Dumping is a policy based on which manufacturers export a product to another country at a price either below what is charged at home or even below the cost of production. China—with steel production twice as much as the aggregate production of other countries—is struggling with a slowdown in construction which has led to a sharp fall in domestic steel demand. Accordingly, the country has decided on cheap-selling the surplus steel to consumers abroad.

However, China is not the only country having to lower the price of exported steel. Russia and Ukraine have also been doing the same. Political disputes between the two neighbors, along with sanctions imposed by the United States on Kremlin, have led to a nosedive in ruble’s value, resulting in lower prices of steel produced in the countries’ giant steel companies.

Anti-dumping and countervailing measures are also embedded in World Trade Organization regulations. The policy has been used by WTO members on numerous occasions. WTO has formed a committee tasked with settling disputes between WTO members over dumping and anti-dumping allegations. If the committee confirms that the price of an exported commodity is at an unreasonable level, it authorizes the country to which the commodity is exported to impose high tariffs to protect domestic industries.

Steelmakers in the United States—the world’s pioneer of free trade and one of the most influential members of WTO—have been hurt by China’s cheap exports. Prominent manufacturers United States Steel Corp., Nucor Corp., Steel Dynamics Inc., ArcelorMittal USA, AK Steel Corp. and California Steel Industries filed a complaint early in June, seeking punitive tariffs for the alleged unfair pricing of imported steel from China, India, Italy, South Korea and Taiwan.

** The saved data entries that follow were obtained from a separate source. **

PR #108, opened 2025-11-24
Remove pathlib from dependencies

Svilen-Stefanov:
Remove pathlib from the dependencies package is an obsolete backport of a standard library package.


ivanmilevtues (approved):
In the latest versions of python it is part of the default lib. Good catch!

The usage of anti-dumping policies has also been popular in Iran’s neighboring countries. Turkey, for instance, has curtailed importation of rolled steel by imposing duties on the product. The country adopted a policy to reduce production of raw steel on the one hand and import cheap billet and slab from China, Russia and Ukraine on the other to use as raw material for rolled steel production. Turkey is now one of the major producers and exporters of rolled steel in the world.

According to many experts, anti-dumping policies are most effective when implemented at the right time. Immediate action on the part of the government is needed to curb steel imports from Turkey, Russia and Ukraine via Iran’s northern borders and seaborne imports from China via southern ports. This may be the reason why Iranian steelmakers are already sounding the alarm on import of underpriced steel.

Without the government adopting such pro-manufacturing policies, annual production capacity of 55 million tons from the current 14.5-16 million tons (according to estimates by the Parliament’s Industries and Mining Commission) by 2025, as targeted in Iran’s 20-year Vision Plan, seems like a farfetched goal.